American librarian (born 1956)

Elaine Harger is an American librarian. She was the first recipient of the Herb Biblo Outstanding Leadership Award for Social Justice and Equality in 2022.

Harger is the co-founder (with Mark Rosenzweig and Elliot Shore) of the Progressive Librarians Guild organized in 1989, and was on the editorial committee of their publication, Progressive Librarian. She was managing editor for all 47 issues. She wrote many editorial and articles for the journal including "Why PLG? Why paper? Why bridge generations?" and "Conscience v. Political Expediency at ALA."

In the early 1990s she co-wrote a column Talkin' Union with Mark Rosenzweig for Library Journal. She has been a member of the American Library Association and the Social Responsibilities Round Table of ALA for 35 years. She served on ALA Council as an elected at-large member and served as co-chair of the ALA/AFL-CIO Joint Committee on Library Services to Labor Groups. She is the author of the book Which Side Are You On? Seven Social Responsibility Debates in American Librarianship, 1990-2015.

Harger received her MLS from Columbia University School of Library Service in 1988, and her first professional librarian job was at the Harry Van Arsdale, Jr. School of Labor Studies, a branch of Empire State College in New York City where she was also the union representative to the United University Professions-American Federation of Teachers from 1989 to 1995.

While there she co-authored the Bibliography of the Works of Philip Sheldon Foner.
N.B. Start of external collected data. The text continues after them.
PR #471, opened 2022-07-06
Use thumbnail if scaled region too large

### LINKED ISSUE #449: Bug: render scaled region larger than max_size
The longest size will exceed the max_size given the logic at
See https://github.com/ome/omero-figure/blob/b31ace415ac170b970b88f26311f83f1fdb42436/omero_figure/views.py#L183

This can cause a much larger region than needed to be rendered (especially if there are a small number of resolution levels) causing memory issues. See
https://forum.image.sc/t/omero-figure-memory-usage-when-loading-slidescans/58322

will-moore:
Fixes #449 

To test:
 - Need big images with not many resolution levels, so that the smallest level has more than e.g. 5k * 5k pixels (configurable).
 - Zooming out of the figure panel, so that a large region of the image is rendered will trigger the thumbnail to be used. Zooming in will allow a small area to be rendered.

### DIFF
--- a/omero_figure/views.py
+++ b/omero_figure/views.py
@@ -43,6 +43,7 @@ from omeroweb.webclient.decorators import login_required
 from .omeroutils import get_timestamps
 
 from . import utils
+from . import figure_settings
 import logging
 
 try:
@@ -173,6 +174,7 @@ def render_scaled_region(request, iid, z, t, conn=None, **kwargs):
     if scale_levels is None:
         # Not a big image - can load at full size
         level = None
+        scale = 1
     else:
         # Pick zoom such that returned image is below MAX size
         max_level = len(scale_levels.keys()) - 1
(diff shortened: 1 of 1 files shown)


README.rst
```diff
@@ -106,6 +106,25 @@ Now install the script's dependencies:
...
 
+
+OMERO.figure settings
+---------------------
+
+max_rendered_region
+^^^^^^^^^^^^^^^^^^^
+
+When displaying a big (tiled) image, OMERO.figure will load data from an appropriate
+level of the tiled pyramid, accoring to the region to be displayed. However, if the
```
jburel, line 117:
```suggestion
level of the tiled pyramid, according to the region to be displayed. However, if the
```

omero_figure/views.py
```diff
@@ -188,33 +190,51 @@ def render_scaled_region(request, iid, z, t, conn=None, **kwargs):
...
+            paste_y = int(-new_y)
+            new_height = new_height + new_y
+            new_y = 0
 
     # Render the region...
-    jpeg_data = image.renderJpegRegion(z, t, x, y, width, height, level=level,
-                                       compression=compress_quality)
+    if (new_width * new_height) > figure_settings.MAX_RENDERED_REGION:
+        # If region is too big, use thumbnail instead...
+        thumb_data = image.getThumbnail(size=96)
```
jburel, line 222: shouldn't the default value from server be used?

omero_figure/views.py
```diff
@@ -188,33 +190,51 @@ def render_scaled_region(request, iid, z, t, conn=None, **kwargs):
...
+        thumb_img = Image.open(BytesIO(thumb_data))
+        # resize the thumb to the scaled full image size
+        thumb_img = thumb_img.resize((new_size_x, new_size_y))
+        # crop to resized coordinates if necessary
+        if (new_x > 0 or new_y > 0 or new_width < new_size_x
+                or new_height < new_size_y):
+            thumb_img = thumb_img.crop((new_x, new_y, new_x + new_width,
+                                        new_y + new_height))
+        rv = BytesIO()
```
jburel, line 231: shouldn't it be closed?

will-moore:
Current blocker on testing is the import of 2.5 GB file from https://forum.image.sc/t/omero-figure-memory-usage-when-loading-slidescans/58322/11 into merge-ci. Transfer takes over 2 hours (importing from local machine via CLI from within UoD) and ends up failing due to connection loss.

pwalczysko:
@will-moore https://merge-ci.openmicroscopy.org/web/webclient/?show=dataset-58919 user-3

omero_figure/views.py
will-moore: fixed in [3fbd7c2](https://github.com/ome/omero-figure/pull/471/commits/3fbd7c2760f21706bdf61bbf62cf158c6aa52aad)

omero_figure/views.py
will-moore: fixed in fd4fcca69

pwalczysko:
First testing shows a problem:

1. Open figure https://merge-ci.openmicroscopy.org/web/figure/new/?image=243715 (user-3).
2. Observe that the panel is zoomed out fully, do not change this.
3. Change some rendering settings in the Preview pane, either switch a channel off or slide a Min/Max slider.
4. Observe that there is a placeholder for couple of seconds (two arrows chasing each other) on the panel.
5. After the placeholder is gone, the panel is white -> not expected, the expected behaviour is that the rnd settings do not change, as they should be the ones taken from OMERO.
6. The inspector in FF is showing that the thumbnail is returned as expected, but the experience as described in Ad 5. is not good, suggesting that the returned thumbnail is not being displayed.
7. Do not zoom in, or change rnd settings now, but drag the panel to make it bigger.
8. Observe that the dragging in Ad. 7 fixed the problem in Ad 5. -> the panel is no more white, but the thumbnail is displayed, and the rnd settings are the same as in OMERO.
9. Zoom in and change rnd settings -> observe that the experience is as expected, as long as you zoomed in sufficiently (i.e. zoomed in enough to pass the region where the thumbnail is displayed, and instead, the first subresolution is displayed)

will-moore:
@pwalczysko it seems those issues are limited to Firefox which doesn't handle a big images very well. That last commit should improve things.

pwalczysko:
This works fine now on FF.
Lgtm.

will-moore:
For testing the config, I have added to merge-ci:
```
$ omero config set omero.web.figure.max_rendered_region 1000000
```
This means that at the smallest pyramid level, if the rendered region is above 1000 x 1000 pixels, then use the thumbnail. The default (tested above) is 5000 x 5000. So with this config, you expect to have to zoom in a bit further before the thumbnail is replaced by the lowest resolution of the pyramid...

pwalczysko:
In FF, on MacOS, I have a 504 on the Figure in the description.
See the url below which does not return:

https://merge-ci.openmicroscopy.org/web/figure/render_scaled_region/243715/0/0/?c=1|0:183$FF0000,2|0:255$00FF00,3|0:255$0000FF&maps=[{%22reverse%22:{%22enabled%22:false}},{%22reverse%22:{%22enabled%22:false}},{%22reverse%22:{%22enabled%22:false}}]&region=92730,38650,1034,1034&m=c

Workflow:
Open the Figure, switch channels on and off, manipulate the sliders. Then, zoom in a bit, so that you do not see the thumbnail, but the higher sub-resolution (the image in the Preview is well-resolved, not just the pixelated overzoomed thumb). Then, drag the lower bar on the panel down, to make the viewport bigger (on the figure panel). This causes endless spinner.

will-moore:
This is conflicting with #477 so closing for now...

She also worked as head librarian at the New Jersey Historical Society and then shifted into public education as a school librarian. She was responsible for the opening of a library at PS/IS 176, the W. Haywood Burns School in New York City.

After a move to the West Coast, she became a librarian at Mount Si High School in Snoqualmie, Washington, Meadowdale Elementary in Lynnwood, Washington, and Washington Middle School in Seattle, Washington. She is now retired and living in Spokane, Washington.

Her recent publications include “The Bibliography: A Story,” in Phillip S.Foner: Marxist Historian and “Social
Class, Solidarity & Librarianship: Reckoning with Our Own Culpability in Reproducing Systems of Injustice.”

Harger was born to Richard Harger and Lois Marie Ensign, one of five children.